My first pony was 12.2hh, I was ten. but quite small and very skinny. Pony was Dartmoor x. Very difficult to say............. would need to know how tall the child is, how much they weigh and the breeding/stamp of the pony.


----------



## charlimouse (20 December 2012)

Completely depends on the child. 1 girl I teach was bought a 14.3hh as a 9yo, but she is very tall. The horse was a little big to start with, but now as an 11yo it won't be long until the horse is outgrown! On the other hand I teach a 16 year old who has only just moved up to a 14.2hh. When I first started teaching her at 12 she was on a 12hh pony, who was perfect for her size wise at the time.


----------



## VLHIEASTON (20 December 2012)

Ok...child is 6 stone and 4ft 3''.  The pony is a medium weight, not fine and not heavy build, but pony is on the 'fat' side.
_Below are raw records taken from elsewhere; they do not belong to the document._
PR #2810, opened 2025-02-20
Remove redundant generic type arguments from method calls

Marcono1234:
### Description
The type arguments can be inferred now (maybe due to our Java 8 migration).

In the test code there is some remaining usage of `gson.<TypeArg>fromJson(..., Type)`, but it seems that is needed to prevent compilation errors due to ambiguous `assertThat` calls.

### Checklist

### DIFF
--- a/gson/src/main/java/com/google/gson/Gson.java
+++ b/gson/src/main/java/com/google/gson/Gson.java
@@ -254,7 +254,7 @@ public final class Gson {
     this(
         Excluder.DEFAULT,
         DEFAULT_FIELD_NAMING_STRATEGY,
-        Collections.<Type, InstanceCreator<?>>emptyMap(),
+        Collections.emptyMap(),
         DEFAULT_SERIALIZE_NULLS,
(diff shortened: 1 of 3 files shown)


gson/src/main/java/com/google/gson/Gson.java
```diff
@@ -254,7 +254,7 @@ public Gson() {
     this(
         Excluder.DEFAULT,
         DEFAULT_FIELD_NAMING_STRATEGY,
-        Collections.<Type, InstanceCreator<?>>emptyMap(),
+        Collections.emptyMap(),
```
Marcono1234, line 257: Not sure if the changes here for the `Gson` constructor are good, or if without type arguments this makes the constructor call more difficult to understand.

Might depend on whether your IDE shows parameter name hints.

eamonnmcmanus (approved):

gson/src/main/java/com/google/gson/Gson.java
eamonnmcmanus: I think it's fine.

Not sure of it's breeding..


----------



## Littlelegs (20 December 2012)

Ditto hic, plus depends on ponies temperament/ type. When she's 9, my daughter will still be riding her fine 11.1, my full up 14.2, & a friends 12.2 sec b. I know some 9yr olds who would be too big even to sit on the 11.1, & others who'd not even look leggy for another 2yrs. Plus how long you plan to loan for. And what child wants to do, many classes for that age are 12.2 & under.


----------



## VLHIEASTON (20 December 2012)

I'm looking for a pony which I can teach my child to ride on, as I resent paying a riding school when I can teach him myself. I have two 16.3 hh horses already, and had horses for 30 years, but I'm a bit clueless when it comes to ponies!


----------



## quirky (20 December 2012)

Going on the child's weight and height, I'd suggest a heavier build native.


----------



## Daytona (20 December 2012)

When I was 9 I moved from a 12.2hh welsh to a 15.1hh BBWB, but I guess I was most likely on the tall side for that age, I can't remember exactly my height.  I'd say it depends on temperament, my 12.2hh was a crazy little monkey who thought nothing of bolting off, but the 15.1hh was a imported well schooled dressage mare , much easier to handle even though a lot larger.  Defo down to the horses temperament and child's ability I think.


----------



## Jericho (20 December 2012)

My fairly small 9 yr old is riding a 13.2hh very steady native type. I wouldn't go any bigger ideally I would choose something upto a hand smaller (as she finds it tricky getting saddle / rugs on)


----------



## VLHIEASTON (20 December 2012)

I think we could get a year, maybe 18 months, before child becomes too tall or heavy, depends I guess!....How long is a peice of string...!


----------



## L&M (20 December 2012)

My 10 yr old has a 13.2hh welsh part bred - he is slightly too big for my son but hope he will last him a couple of years.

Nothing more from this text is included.